L’action en responsabilité délictuelle engagée par le vendeur contre le candidat acquéreur est mal fondée. En effet, le compromis est devenu de plein droit caduc six mois après sa signature, en application de l’art. 42 de la loi du 1er juin 1924, applicable dans les départements du Bas-Rhin, du Haut-Rhin et de la Moselle, faute de réitération par acte authentique ou de demande en justice tendant à la passation forcée de l’acte.

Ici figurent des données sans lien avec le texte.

PR #1862, opened 2024-10-04
Support KubeVirt Provider Network

moadqassem:
KubeOvn has some features that can be used along side with KubeVirt. One of those features is subnet and vpc support. This PR supports the KubeOVN VPC and Subnet as a provider network in KubeVirt.

Fixes #

**What type of PR is this?**
/kind feature

```release-note
Support KubeOVN as a provider network in KubeVirt
```

**Documentation**:

```documentation
None
```

### DIFF
--- a/pkg/cloudprovider/provider/kubevirt/provider.go
+++ b/pkg/cloudprovider/provider/kubevirt/provider.go
@@ -19,6 +19,7 @@ package kubevirt
 import (
 	"context"
 	"encoding/base64"
+	"encoding/json"
 	"errors"
 	"fmt"
 	"net"
@@ -703,7 +704,7 @@ func (p *provider) newVirtualMachine(c *Config, pc *providerconfigtypes.Config, 
 
 	annotations["kubevirt.io/allow-pod-bridge-network-live-migration"] = "true"
 
-	if c.ProviderNetworkName == "KubeOVN" {
+	if strings.ToLower(c.ProviderNetworkName) == "kubeovn" {
 		if err := setOVNAnnotations(c, annotations); err != nil {
 			return nil, fmt.Errorf("failed to set OVN annotations: %w", err)
 		}
@@ -1079,7 +1080,7 @@ func setOVNAnnotations(c *Config, annotations map[string]string) error {
 
 		firstIP := ipNet.IP.To4()
 		if firstIP == nil {
-			return fmt.Errorf("invalid IPv4 address")
+			return errors.New("invalid IPv4 address")
 		}
 
 		firstIP[3]++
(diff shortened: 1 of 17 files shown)


pkg/cloudprovider/provider/kubevirt/provider.go
```diff
@@ -686,9 +701,14 @@ func (p *provider) newVirtualMachine(c *Config, pc *providerconfigtypes.Config,
 		annotations["kubevirt.io/ignitiondata"] = userdata
 	}
 
-	annotations["ovn.kubernetes.io/allow_live_migration"] = "true"
 	annotations["kubevirt.io/allow-pod-bridge-network-live-migration"] = "true"
 
+	if c.ProviderNetworkName == "KubeOVN" {
```
yaa110, line 706: Wouldn't it be better to compare the strings in lowercase?

pkg/cloudprovider/provider/kubevirt/provider.go
```diff
@@ -1042,3 +1062,37 @@ func getStorageTopologies(ctx context.Context, storageClasName string, c *Config
...
+			return fmt.Errorf("invalid IPv4 address")
+		}
+
+		firstIP[3]++
+		subnetGatewayIP = firstIP.String()
+	} else {
+		subnetGatewayIP = c.SubnetGatewayIP
+	}
+
+	annotations["ovn.kubernetes.io/routes"] = fmt.Sprintf(`|
```
yaa110, line 1091: Wouldn't it be better to create a struct and use the `json` package to marshal it into JSON, rather than constructing the JSON string manually?

```go
type Routes struct {
    Gw string `json:"gw"`
}

routes := []Routes {{ Gw: subnetGatewayIP }}
b, _ := json.Marshal(&routes)
annotations["ovn.kubernetes.io/routes"] = string(b)
```

In this case, you won't need to manually handle escapes and multiline strings.

yaa110 (changes requested):

pkg/cloudprovider/provider/kubevirt/provider.go
moadqassem: Well, this is not really a string comparison per se, it is semantically types comparison. However I see your point, I can lowercase it unconditionally

pkg/cloudprovider/provider/kubevirt/provider.go
moadqassem: Actually I tried that at the beginning and I got an error from kubeovn.,

moadqassem: I will double check though but I am pretty sure I got something incorrect

pkg/cloudprovider/provider/kubevirt/provider.go
```diff
@@ -1042,3 +1062,37 @@ func getStorageTopologies(ctx context.Context, storageClasName string, c *Config
 
 	return nil
 }
+
+func setOVNAnnotations(c *Config, annotations map[string]string) error {
```
kron4eg, line 1066: Would be cool to see effect of this function materialized in the testdata.

moadqassem: Has been added

yaa110 (approved):

PR #1878, opened 2024-11-17
Support Importing Volume Over HTTP Using Basic Auth

moadqassem:
One way to import a a virtual machine disk, is via an http endpoint that holds a raw image. So far this method didn't support basic auth to interact with the image repo server that holds these raw images. This PR supports sending the basic auth as a header in the CDI DataVolume object by reading the headers either explicitly from the Machine Deployment spec or referring to  a secret that contains those headers.

`ExtraHeaders` field in the MachineDeployment spec is used to read those headers explicitly and send them as part of the importing request.

`ExtraHeadersFromSecret` is used to read those headers from a secret that is being referenced in the MachineDeployment object.

/kind feature

Fixes #

**What type of PR is this?**

This PR has been tested manually and it succeeded.

```release-note
Support `ExtraHeaders  in the KubeVirt Provider 
```

**Documentation**:

```documentation
None
```

### DIFF
--- a/pkg/cloudprovider/provider/kubevirt/provider.go
+++ b/pkg/cloudprovider/provider/kubevirt/provider.go
@@ -114,6 +114,8 @@ type Config struct {
 	Region                    string
 	Zone                      string
 	EnableNetworkMultiQueue   bool
+	ExtraHeaders              []string
+	ExtraHeadersSecretRef     string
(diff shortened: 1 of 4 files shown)


cnvergence (approved):
/approve
LGTM

PR #1897, opened 2025-01-27
Support kubevirt evection strategy in kv provider

moadqassem:
Currently, the KubeVirt VMs which are created using machine controller have an eviction strategy of `External` . With `EvictionStrategy: External`, kubevirt will create a PDB for the VMI which blocks eviction, and it will also set the `vmi.Status.EvacuationNodeName` on the vmi's status. When a VMI is being evicted, we need a way to have that eviction blocked so the cluster api related controllers can properly drain the k8s node running within the VMI before the VMI is torn down.

However, in some scenarios, users would like to be able to migrate VMs without blocking the migration by machine controller thus we would like to enable the users to decide which eviction strategy they would like to use.

Fixes #

**What type of PR is this?**
/kind feature

```release-note
Support multiple eviction strategy for KubeVirt VMs
```

**Documentation**:

```documentation
None
```


ahmedwaleedmalik (approved):
/approve

PR #1900, opened 2025-02-28
Move APIs and cloud provider types into standalone Go module in ./sdk

xrstf:
To make it easier to use the machine-controller's types and APIs, this PR moves the Kube APIs, cloud provider types, providerconfig and userdata into a new Go module in the `sdk` directory. Consumers can then simply import `k8c.io/machine-controller/sdk` and avoid having to also import heavy cloud provider dependencies.

No changes were made to the actual API definitions.

**What type of PR is this?**
/kind api-change

```release-note
Introduce a new `k8c.io/machine-controller/sdk` Go module that contains the Kube APIs, cloud provider types, providerconfig etc.
```

**Documentation**:
```documentation
NONE
```


sdk/Makefile
```diff
@@ -0,0 +1,18 @@
...
+# Unless required by applicable law or agreed to in writing, software
+# distributed under the License is distributed on an "AS IS" BASIS,
+# WITHOUT WARRANTIES OR CONDITIONS OF ANY KIND, either express or implied.
+# See the License for the specific language governing permissions and
+# limitations under the License.
+
+.PHONY: lint
+lint:
+	golangci-lint run --verbose --print-resources-usage ./...
+	golangci-lint run --verbose --print-resources-usage --config ../.golangci.yml ./...
```
xmudrii, line 18: Why do we run golangci-lint two times? Can you leave a comment in the Makefile why do we do this if this is intentional?

xmudrii (approved):
Looks fantastic! :shipit: 
/lgtm
/approve

PR #1906, opened 2025-03-10
Change KubeVirt VM CPU assignment to not overwrite cpu alloc ratio

### LINKED ISSUE #1905: kubevirt cpu allocation ratio is ignored for provisioned virtual machines
Currently the machine-controller sets requests and limits for cpu and memory resources of a kubevirt virtual machine. (https://github.com/kubermatic/machine-controller/blob/main/pkg/cloudprovider/provider/kubevirt/provider.go#L755-#L762) Due to this kubevirt ignores to calculate the [cpu ratio](https://kubevirt.io/user-guide/compute/node_overcommit/#node-cpu-allocation-ratio) for the launcher pod.

To let kubevirt calculate the cpu requests for a launcher pod the configured cpus needs to be set in `spec.domain.cpu` instead of configuring the requested cpus and the limit in `spec.domain.resources`. This leads then to another challenge because then no limit would be set to the launcher pod by default. For that the kubevirt need to have cpu [auto limit feature](https://kubevirt.io/user-guide/compute/resources_requests_and_limits/#auto-cpu-limits) enabled which also requires additional configuration by either [adding labels to namespaces](https://kubevirt.io/user-guide/compute/resources_requests_and_limits/#autocpulimitnamespacelabelselector-configuration) or [applying resource quotas](https://kubevirt.io/user-guide/compute/resources_requests_and_limits/#autoresourcelimitsgate-feature-gate) for namespaces.

It would be nice to be able to use this kubevirt feature and to have a documentation regarding the requirements to use it.

soer3n:
This pr changes the assignment of cpu resources for kubevirt virtual machines to be able to use kubevirt `cpuAllocationRatio` feature by introducing a new field to the providerSpec called vCPUs.

Fixes #1905

**What type of PR is this?**

/kind feature

```release-note
A new field `cloudProviderSpec.virtualMachine.template.vcpus` was added to kubevirt provider. When `vcpus.cores` is set, the cpus for the virtual machine will be configured in `spec.template.spec.domain.cpu` instead of setting resource requests and limits explicit. The webhook validation will fail if both `vcpus` and `cpus` are configured for a machine.
```

**Documentation**:

```documentation
NONE
```

### DIFF
--- a/pkg/cloudprovider/provider/kubevirt/provider.go
+++ b/pkg/cloudprovider/provider/kubevirt/provider.go
@@ -616,7 +616,7 @@ func (p *provider) Validate(ctx context.Context, _ *zap.SugaredLogger, spec clus
 	// If instancetype is specified, skip CPU and Memory validation.
 	// Values will come from instancetype.
 	if c.Instancetype == nil {
-		if _, err := parseResources(c.CPUs, c.Memory); err != nil {
+		if _, err := parseResources(c.Memory); err != nil {
 			return err
 		}
 	}
@@ -753,7 +753,7 @@ func (p *provider) newVirtualMachine(c *Config, pc *providerconfig.Config, machi
 
 	// if no instancetype, resources are from config.
 	if c.Instancetype == nil {
-		requestsAndLimits, err := parseResources(c.CPUs, c.Memory)
+		requestsAndLimits, err := parseResources(c.Memory)
 		if err != nil {
 			return nil, err
 		}
@@ -801,6 +801,12 @@ func (p *provider) newVirtualMachine(c *Config, pc *providerconfig.Config, machi
 		runStrategy = kubevirtcorev1.RunStrategyAlways
 	}
 
+	cpusAsUint64, err := strconv.ParseUint(c.CPUs, 0, 64)
+
+	if err != nil {
+		return nil, fmt.Errorf("failed to parse cpu cores: %w", err)
+	}
+
 	virtualMachine := &kubevirtcorev1.VirtualMachine{
 		ObjectMeta: metav1.ObjectMeta{
 			Name:      machine.Name,
@@ -822,6 +828,9 @@ func (p *provider) newVirtualMachine(c *Config, pc *providerconfig.Config, machi
 						*kubevirtcorev1.DefaultPodNetwork(),
 					},
 					Domain: kubevirtcorev1.DomainSpec{
+						CPU: &kubevirtcorev1.CPU{
+							Cores: uint32(cpusAsUint64),
+						},
 						Devices: kubevirtcorev1.Devices{
 							Interfaces:                 []kubevirtcorev1.Interface{*defaultBridgeNetwork},
 							Disks:                      getVMDisks(c),
@@ -867,18 +876,13 @@ func (p *provider) Cleanup(ctx context.Context, _ *zap.SugaredLogger, machine *c
 	return false, sigClient.Delete(ctx, vm)
 }
 
-func parseResources(cpus, memory string) (*corev1.ResourceList, error) {
+func parseResources(memory string) (*corev1.ResourceList, error) {
 	memoryResource, err := resource.ParseQuantity(memory)
 	if err != nil {
 		return nil, fmt.Errorf("failed to parse memory requests: %w", err)
 	}
-	cpuResource, err := resource.ParseQuantity(cpus)
-	if err != nil {
-		return nil, fmt.Errorf("failed to parse cpu request: %w", err)
-	}
 	return &corev1.ResourceList{
 		corev1.ResourceMemory: memoryResource,
-		corev1.ResourceCPU:    cpuResource,
 	}, nil
 }
 
--- a/pkg/cloudprovider/provider/kubevirt/provider.go
+++ b/pkg/cloudprovider/provider/kubevirt/provider.go
@@ -98,6 +98,7 @@ type Config struct {
 	DNSConfig                 *corev1.PodDNSConfig
 	DNSPolicy                 corev1.DNSPolicy
 	CPUs                      string
+	VCPUsEnabled              bool
 	Memory                    string
 	Namespace                 string
 	OSImageSource             *cdicorev1beta1.DataVolumeSource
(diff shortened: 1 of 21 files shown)


pkg/cloudprovider/provider/kubevirt/provider.go
```diff
@@ -840,6 +840,19 @@ func (p *provider) newVirtualMachine(c *Config, pc *providerconfig.Config, machi
...
+		cpusAsUint64, err := strconv.ParseUint(c.CPUs, 0, 64)
+
+		if err != nil {
+			return nil, fmt.Errorf("failed to parse cpu cores: %w", err)
+		}
+
+		virtualMachine.Spec.Template.Spec.Domain.CPU = &kubevirtcorev1.CPU{
+			Cores: uint32(cpusAsUint64),
+		}
+	}
```
ahmedwaleedmalik, line 854: If this annotation is consumed in machine-controller then this should be configured at `machine.Annotations` not in the spec.

sdk/cloudprovider/kubevirt/types.go
```diff
@@ -25,6 +25,10 @@ import (
 	corev1 "k8s.io/api/core/v1"
 )
 
+const (
+	UseDedicatedKubevirtVCPUAnnotationKey = "kubermatic.io/use-dedicated-kubevirt-cpu"
```
ahmedwaleedmalik, line 29:
```suggestion
	UseDedicatedKubeVirtVCPUAnnotationKey = "kubermatic.io/use-dedicated-kubevirt-cpu"
```

pkg/cloudprovider/provider/kubevirt/provider.go
```diff
@@ -840,6 +840,19 @@ func (p *provider) newVirtualMachine(c *Config, pc *providerconfig.Config, machi
 			DataVolumeTemplates: getDataVolumeTemplates(c, dataVolumeName, dvAnnotations),
 		},
 	}
+
+	if isDedicatedVCPURequested(machine.Spec.Annotations) {
+		cpusAsUint64, err := strconv.ParseUint(c.CPUs, 0, 64)
+
```
ahmedwaleedmalik, line 846: No need for space here

ahmedwaleedmalik (changes requested):

ahmedwaleedmalik:
1. Please update the release note and mention the annotation explicitly that you have introduced
2. This is a bug or a feature request and not a chore
3. I have updated the title. Please follow proper casing.

sdk/cloudprovider/kubevirt/types.go
moadqassem, line 29: I think it is better if you actually use the RawConfig instead of annotations.

soer3n:
@ahmedwaleedmalik I changed the kind to feature and modified the release notes accordingly to the changes i added after discussing the implementation with @moadqassem.

sdk/cloudprovider/kubevirt/types.go
```diff
@@ -70,12 +70,20 @@ type Flavor struct {
...
 	Memory         providerconfig.ConfigVarString `json:"memory,omitempty"`
 	PrimaryDisk    PrimaryDisk                    `json:"primaryDisk,omitempty"`
 	SecondaryDisks []SecondaryDisks               `json:"secondaryDisks,omitempty"`
 }
 
+// VCPUs.
+type VCPUs struct {
+	Cores   int `json:"cores,omitempty"`
+	Sockets int `json:"sockets,omitempty"`
+	Threads int `json:"threads,omitempty"`
```
ahmedwaleedmalik, line 84: Both Sockets and Threads are unused. We should either remove these variables or utilize them at https://github.com/kubermatic/machine-controller/blob/8b52fcc5f41a2d4e5c55b67e51e364e69b50157d/pkg/cloudprovider/provider/kubevirt/provider.go#L893 and https://github.com/kubermatic/machine-controller/blob/8b52fcc5f41a2d4e5c55b67e51e364e69b50157d/pkg/cloudprovider/provider/kubevirt/provider.go#L854-L856

ahmedwaleedmalik (changes requested):

ahmedwaleedmalik:
Looks much better as part of the providerconfig 🚀  

Same feedback as the first point from https://github.com/kubermatic/machine-controller/pull/1906#issuecomment-2717977729, in release note please explicitly mention the "new field" that you have introduced i.e. `cloudProviderSpec.virtualMachine.template.vcpus`

sdk/cloudprovider/kubevirt/types.go
```diff
@@ -70,12 +70,20 @@ type Flavor struct {
 
 // Template.
 type Template struct {
+	VCPUs          VCPUs                          `json:"vcpus,omitempty"`
```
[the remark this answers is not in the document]
soer3n: Added explanation to both fields `VCPUs` amd `CPUs`.

sdk/cloudprovider/kubevirt/types.go
soer3n: I removed the unused values and only left `cores` for now.

pkg/cloudprovider/provider/kubevirt/provider.go
```diff
@@ -616,8 +625,12 @@ func (p *provider) Validate(ctx context.Context, _ *zap.SugaredLogger, spec clus
...
 	// Values will come from instancetype.
 	if c.Instancetype == nil {
-		if _, err := parseResources(c.CPUs, c.Memory); err != nil {
-			return err
+		if c.Resources == nil {
+			return fmt.Errorf("no memory requests set for the virtual machine")
+		}
+
+		if (c.VCPUs == nil && c.Resources.Cpu() == nil) || (c.VCPUs != nil && c.Resources.Cpu() != nil) {
+			return fmt.Errorf("invalid/no cpus configured. Either vpus or cpus have to be configured.")
```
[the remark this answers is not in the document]
soer3n: Thanks for the suggestion. I separated both conditions and changed the return message to be a bit more clearer.

ahmedwaleedmalik (approved):
/approve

Il n’est pas établi que le candidat acquéreur aurait induit le vendeur en erreur quant à ses intentions, le seul fait de ne pas s’être rendu au rendez-vous fixé par le notaire étant insuffisant à caractériser une faute. D’ailleurs, il apparaît que la banque a considéré le contrat de prêt résolu faute de signature de la vente dans les quatre mois de l’offre. Il est indifférent que la banque ait consenti à un délai de plus de quatre mois pour la conclusion du contrat principal, comme le permet l’article L. 312-12 du Code de la consommation. De plus, la réitération de la vente dépendait aussi de la venderesse, laquelle ne justifie d’aucune diligence pour faire en sorte que l’acte soit signé rapidement malgré la caducité du compromis.